Fed likely to maintain low rates for a considerable time
Following its meeting on Wednesday the Federal Open Market Committee (FOMC) has said that it can be patient in beginning to normalise the stance of its monetary policy.
Significantly, it added that it is sees this guidance as “consistent with its previous statement that it likely will be appropriate to maintain the 0 to 1/4 percent target range for the federal funds rate for a considerable time following the end of its asset purchase program in October […].”
Wall Street rose sharply following the release of the statement, which has initially been interpreted as signaling the monetary authority is content with continued patience when initiating the cycle of interest rate increases.
As of 19:37 the Dow Jones Industrials was rising 1.45% to reach 17,317 points, followed by a gain of 1.69% in the Nasdaq Composite to 4,625 and an advance of 1.59% to 2,005 out on the S&P 500.

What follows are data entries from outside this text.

PR #291, opened 2026-07-14
fix(acp): a new editor thread is a new conversation, and /stop actually stops

andrewagrahamhodges:
Say "hello" in a fresh Zed / VS Code / JetBrains thread and phantombot went off and did work nobody asked for — with no way to stop it. Two independent bugs, both fixed here.

## 1. A new thread inherited the last thread's orders

ACP conversations were keyed on the **workspace cwd**, not the thread:

```
conversation = "acp:" + sha256(cwd)
```

So a brand-new editor thread was *not new* — `runTurn` loaded the last 30 turns for that cwd. And it replays them as real **USER** turns. The model opened what the editor showed as an empty thread and found a trailing queue of live-looking imperatives:

> *"open a PR to fix the sync bug"* … *"Go."* … *"reviews have landed"* … *"Yes, please."*

You type "hello", it reads the last thing you apparently asked for, and it starts working. Nothing was being injected by the extension — this was our own history bleed.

In her post-conference speech Fed chair Janet Yellen said it’s unlikely the monetary authority will raise rates “for at least the next couple of meetings.”
If taken at face value that would mean a first hike in the Fed funds rate would not arrive until April at the soonest.
Indeed, some market observers are pointing out how inflation, as measured by the consumer price index, is expected to fall towards zero per cent towards the middle of next year.